Posted inOpinion

Branded residences: Offering 25% higher premium than non-branded properties

Turab Saleem, Partner and Head of Hospitality, Travel and Leisure Advisory, MEA, Knight Frank exclusively shares that by 2027, an 86% increase in branded residence supply is expected, solidifying the region’s position as a formidable player in this flourishing market

Branded residences: Offering 25% higher premium than non-branded properties

Luxury, prestige, and unparalleled investment potential—these are the hallmarks of the captivating world of branded residences. In an era where exclusivity reigns supreme, the fusion of renowned brands with residential spaces has ushered in a new era of opulence and sophistication, redefining the very essence of hospitality.

Picture this: a world where every corner exudes the essence of a distinguished brand, where living transcends mere existence and becomes a statement of refined taste and discernment. This is the allure of branded residences, where the boundaries between luxury living and investment prowess blur seamlessly.

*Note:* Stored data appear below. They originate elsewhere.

PR #903, opened 2023-02-08
Make secret-get consistently use "secret:<id>" fmt to avoid confusion

### LINKED ISSUE #902: secret id is not always canonicalized before calling secret_get
Secret canonicalizes the ID it receives upon initialization.
However, before the Secret object is initialized, the ID is used to call secret_get. This results in the ID being sometimes canonicalized, sometimes not, depending on the caller.

For example:
```
self.model.get_secret(id="foo").get_content()
# resulting call: secret-get --id foo

self.model.get_secret(id="foo").peek_content()
# resulting call: secret-get --id secret:foo --peek
```

This is not a problem per se, but it might mean headache in the future.

benhoyt:
This won't actually fix any `ops` issues in the field, but it makes the backend calls more consistent and less confusing.

Also add test for label-only Model.get_secret() variant.

Fixes #902

### DIFF
--- a/ops/model.py
+++ b/ops/model.py
@@ -276,6 +276,9 @@ class Model:
         """
         if not (id or label):
             raise TypeError('Must provide an id or label, or both')
+        if id is not None:
+            # Canonicalize to "secret:<id>" form for consistency in backend calls.
+            id = Secret._canonicalize_id(id)
         try:
             content = self._backend.secret_get(id=id, label=label)
             return Secret(self._backend, id=id, label=label, content=content)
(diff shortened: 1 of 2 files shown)


wallyworld (approved):

ops/model.py
```diff
@@ -276,6 +276,9 @@ def get_secret(self, *, id: Optional[str] = None, label: Optional[str] = None) -
         """
         if not (id or label):
             raise TypeError('Must provide an id or label, or both')
+        if id is not None:
+            # Canonicalize to "secret:<id>" form for consistency in backend calls.
+            id = Secret._canonicalize_id(id)
```
PietroPasotti, line 281: Do we want to keep the canonicalize_id call inside Secret.__init__ now that it's here? And replace it with a validation step? Or do you think a little bit of redundancy won't hurt?

PietroPasotti (approved):
Just a minor comment, looks good!

PR #904, opened 2023-02-09
Replace "# type: T" comments with proper variable type annotations

benhoyt:
Now that we're using Python 3.8+ the more modern syntax is available to us, so use it. Also re-enable Pyright's reportTypeCommentUsage setting.

The second commit in this PR also removes a bunch of unneeded "noqa" and "pyright" comments.

I used a little script to find these and do a regex replace, then fixed up the few remaining ones (that were split on multiple lines) manually. Then I ran the following script to dump the AST (removing "annotated assignments") and did a diff against the original AST to ensure I hadn't messed up anything else.

```python
import ast
import os

class Transformer(ast.NodeTransformer):
    def visit_AnnAssign(self, node):
        if node.value is None:
            return None
        return ast.Assign([node.target], node.value)

PATHS = """
ops/charm.py
ops/framework.py
ops/main.py
ops/model.py
ops/pebble.py
ops/storage.py
ops/testing.py
""".split()

for path in PATHS:
    with open(path) as f:
        source = f.read()
    filename = os.path.basename(path)
    tree = ast.parse(source, filename)

    transformed = Transformer().visit(tree)

    root, ext = os.path.splitext(filename)
    outname = f'ops/{root}.ast'
    print(outname)
    with open(outname, 'w') as f:
        f.write(ast.dump(tree, indent=4))
```

### DIFF
--- a/ops/charm.py
+++ b/ops/charm.py
@@ -450,10 +450,10 @@ class RelationEvent(HookEvent):
 
         Not meant to be called by charm code.
         """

In the dynamic landscape of hospitality, branded residences stand as a testament to innovation and luxury. These exceptional offerings not only elevate the living experience but also present lucrative opportunities for astute investors.

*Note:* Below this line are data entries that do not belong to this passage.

Issue #179, opened 2020-03-11
Expose open-port and close-port hook tools


stub42:
The `open-port` and `close-port` Juju hook environment tools are not exposed by the operator framework.

It would be good if the framework handled closing the old port when a new one is opened. eg.

```
self.open_port('grpc', 1234)  # Remembers 'grpc' port
self.open_port('grpc', 4242)  # Automatically close-port 1234 before open-port 4242
```

jameinel:
That assumes that any given charm never wants to open more than one port.
Definitely we want to support ranges, not just singular ports (I believe
'open-port' already handles this.
Also, there has been a design item on the Juju side for a while to link
what binding (endpoint?) the port is for. So that someone can expose an
attribute of an application without exposing everything it does. (There is
further work to allow expose to a list of CIDR, but that doesn't impact how
the charm needs to interact with Juju.)
There is a desire as well to have charms declare 'internal' ports.
Currently Juju models end up with a rule that machines in the same model
can talk to each other on any port, which many find distasteful.

It feels like it would then end up on the Binding object. So something like:

```
binding = self.model.get_binding('db')
binding.ports = [PortRange(123)]
```

I'm not 100% sure how to express multiple ranges cleanly.
Having it as an attribute makes it clear that you are replacing the
existing ports, and can allow stuff like
```
binding.ports.append(PortRange(123, 456))
```
We could certainly allow for the trivial integer case
binding.ports = [80]

facundobatista:
@stub42 the suggestion of including a "name" in the call, is to just assign it to the open port, so it can later be closed automatically? `.close_port` could use a name or the port number, too.

But is that name for any other use?

stub42:
On Wed, 18 Mar 2020 at 07:00, Facundo Batista <notifications@github.com>
wrote:

> @stub42 <https://github.com/stub42> the suggestion of including a "name"
> in the call, is to just assign it to the open port, so it can later be
> closed automatically? .close_port could use a name or the port number,
> too.
>
> But is that name for any other use?
>
I only included the key to allow the port to be automatically closed. I
don't see any other use.

facundobatista:
Thanks @stub42. From your POV, changing ports for one service/purpose is so common that is a good thing for the framework to track them? I'm trying to understand if adding the complexity of a "name" to the method's signature is worthwhile (we need to explain why a name there, how to choose it, etc.).

@jameinel I don't understand why you say from @stub42 proposal that charms don't want to open new ports, a charm could totally do...

[...]

PR #905, opened 2023-02-16
Support for open-port, close-port, and opened-ports

benhoyt:
Adds support for open-port, close-port and opened-ports as per the [OP029 spec](https://docs.google.com/document/d/1xHLzBgcXtLsBpMsjuqUW2pI1tP4D8lgSUD_sg3HClng/edit#).

Also adds testing backend support for the same for use in charm tests.

Fixes https://github.com/canonical/operator/issues/179

### DIFF
--- a/ops/model.py
+++ b/ops/model.py
@@ -634,7 +634,7 @@ class Unit:
         return self._backend.opened_ports()
 
 
-@dataclasses.dataclass
+@dataclasses.dataclass(frozen=True)
 class OpenedPort:
     """Represents a port opened by :meth:`Unit.open_port`."""
 
@@ -3068,18 +3068,13 @@ class _ModelBackend:
             return OpenedPort('icmp', None)
         port_range, slash, protocol = port_str.partition('/')
         if not slash or protocol not in ['tcp', 'udp']:
-            logger.warning('Invalid line from opened-ports: %s', port_str)
+            logger.warning('Unexpected opened-ports protocol: %s', port_str)
             return None
-        start, hyphen, _ = port_range.partition('-')
+        port, hyphen, _ = port_range.partition('-')
         if hyphen:
-            logger.warning('Unexpected port range from opened-ports: %s', port_str)
-        try:
-            port = int(start)
-        except ValueError:
-            logger.warning('Invalid line from opened-ports: %s', port_str)
-            return None
+            logger.warning('Ignoring opened-ports port range: %s', port_str)
         protocol_lit = typing.cast(typing.Literal['tcp', 'udp', 'icmp'], protocol)
-        return OpenedPort(protocol_lit, port)
+        return OpenedPort(protocol_lit, int(port))
 
 
 class _ModelBackendValidator:
--- a/ops/model.py
+++ b/ops/model.py
@@ -626,7 +626,20 @@ class Unit:
 
     def close_port(self, protocol: typing.Literal['tcp', 'udp', 'icmp'],
                    port: Optional[int] = None):
-        """Close a port with the given protocol for this unit."""
+        """Close a port with the given protocol for this unit.
+
+        On Kubernetes sidecar charms, Juju will only close the port once the
+        last unit that opened that port has closed it. However, this is
+        usually not an issue; normally charms should make the same
+        close_port() call from every unit.
+
+        Args:
+            protocol: String representing the protocol; must be one of
+                'tcp', 'udp', or 'icmp' (lowercase is recommended, but
+                uppercase is also supported).
+            port: The port to open. Required for TCP and UDP; not allowed
+                for ICMP.
+        """
         self._backend.close_port(protocol.lower(), port)
 
     def opened_ports(self) -> Set['OpenedPort']:
--- a/ops/model.py
+++ b/ops/model.py
@@ -3051,6 +3051,10 @@ class _ModelBackend:
         self._run('close-port', arg)
 
     def opened_ports(self) -> Set[OpenedPort]:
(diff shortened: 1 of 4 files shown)


ops/model.py
```diff
@@ -600,6 +602,48 @@ def add_secret(self, content: Dict[str, str], *,
...
+        However, normally charms should make the same open_port() call from
+        every unit.
+
+        Args:
+            protocol: String representing the protocol; must be one of
+                'tcp', 'udp', or 'icmp' (lowercase is recommended, but
+                uppercase is also supported).
+            port: The port to open. Required for TCP and UDP; not allowed
+                for ICMP.
+        """
```
sed-i, line 624: Do we document in the docstring here what the backend may raise?

ops/model.py
```diff
@@ -2998,6 +3042,40 @@ def secret_remove(self, id: str, *, revision: Optional[int] = None):
...
 
+    def open_port(self, protocol: str, port: Optional[int] = None):
+        arg = f'{port}/{protocol}' if port is not None else protocol
+        self._run('open-port', arg)
+
+    def close_port(self, protocol: str, port: Optional[int] = None):
+        arg = f'{port}/{protocol}' if port is not None else protocol
+        self._run('close-port', arg)
+
+    def opened_ports(self) -> List[OpenedPort]:
```
sed-i, line 3053: Seems like this would be frequently used to compare between desired and actual. Should the return type be `Set[OpenedPort]` for easier comparison?
If OpenedPort is not hashable then should it be a namedtuple instead?

ops/model.py
benhoyt: We don't usually for all of these when they just raise `ModelError` (what all hook tool errors end up as). If they raise more specific exceptions we document that.

I'd be open to reconsider that and also document the `Raises: ModelError ...`, but it would be on pretty much every function.

ops/model.py
benhoyt: Not a bad idea, as order isn't important (or guaranteed) here. I'll make that change.

`OpenedPort` is a dataclass with `frozen=True`, so it's hashable.

jnsgruk:
Looking tidy so far! 😎

ops/model.py
sed-i: Nice, I didn't realize all hook tools only raise ModelError.

ops/model.py
```diff
@@ -2998,6 +3042,44 @@ def secret_remove(self, id: str, *, revision: Optional[int] = None):
             args.extend(['--revision', str(revision)])
         self._run_for_secret('secret-remove', *args)
 
+    def open_port(self, protocol: str, port: Optional[int] = None):
+        arg = f'{port}/{protocol}' if port is not None else protocol
```
jameinel, line 3046: I'm pretty sure port is only optional if protocol is 'icmp' in which case it can't have a port.
I don't know if there is a clearer way to define this.

This is validated by your logic in "_parse_opened_port" that does have 'icmp' and others hard coded for that behavior (must have a port if tcp or udp, must not have a port for icmp)

ops/model.py
```diff
@@ -600,6 +602,48 @@ def add_secret(self, content: Dict[str, str], *,
...
+                'tcp', 'udp', or 'icmp' (lowercase is recommended, but
+                uppercase is also supported).
+            port: The port to open. Required for TCP and UDP; not allowed
+                for ICMP.
+        """
+        self._backend.open_port(protocol.lower(), port)
+
+    def close_port(self, protocol: typing.Literal['tcp', 'udp', 'icmp'],
+                   port: Optional[int] = None):
+        """Close a port with the given protocol for this unit."""
```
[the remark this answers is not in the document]
benhoyt: Ah whoops, I'd intended to go back to that comment and flesh it out. Fixed now.

ops/model.py
benhoyt: This is noted in the docstring of open-port and (updated docstring for) close-port. It is checked by Juju's open-port and close-port hooks tools and will return an error there. In the Harness I test it up-front, so if folks get this wrong it'll be raised as an error immediately when the unit tests are run.

ops/model.py
```diff
@@ -2998,6 +3055,44 @@ def secret_remove(self, id: str, *, revision: Optional[int] = None):
...
+            return OpenedPort('icmp', None)
+        port_range, slash, protocol = port_str.partition('/')
+        if not slash or protocol not in ['tcp', 'udp']:
+            logger.warning('Unexpected opened-ports protocol: %s', port_str)
+            return None
+        port, hyphen, _ = port_range.partition('-')
+        if hyphen:
+            logger.warning('Ignoring opened-ports port range: %s', port_str)
+        protocol_lit = typing.cast(typing.Literal['tcp', 'udp', 'icmp'], protocol)
+        return OpenedPort(protocol_lit, int(port))
```
jameinel, line 3094: So this does clearly allow "icmp/10" but it does seem like we just filtered that out on line 3087.
Though I guess this is a type cast not a literal check?

jameinel (approved):
I think this gives a nice documented way to interact, and conforms to the agreed protocol.

ops/model.py
benhoyt: Fair point - fixed. (But yes, this is a type cast not a runtime check.)

benhoyt:
Going to merge without a second approval: spec's been approved by Gustavo, John's taken a close look at the PR and approved, and others have cast their eyes over it too -- I think we're good.

jnsgruk:
Happy to see this land, thanks Ben!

A global phenomenon with a regional focus

The global fervour for branded residences has witnessed a significant surge in recent years, with affluent individuals seeking nothing short of excellence when it comes to their abodes. Regions like North America and Asia Pacific have embraced this trend fervently, showcasing the universal appeal of this distinctive real estate concept.

Yet, it is in the heart of the Middle East, particularly the GCC region, where the passion for branded residences burns most brightly. As the demand for luxury accommodations continues its meteoric rise, developers and investors alike are seizing the opportunity to redefine the hospitality landscape. With the UAE and Saudi Arabia at the forefront of ambitious growth initiatives, the region stands poised for exponential expansion in the realm of branded residences.

Projections paint a compelling picture, with a staggering +86% supply growth anticipated by 2027, underscoring the region’s emergence as a formidable player in this flourishing market. Countries such as Saudi Arabia and the UAE are poised to spearhead this growth trajectory, buoyed by an influx of ultra-high-net-worth individuals and ambitious development plans.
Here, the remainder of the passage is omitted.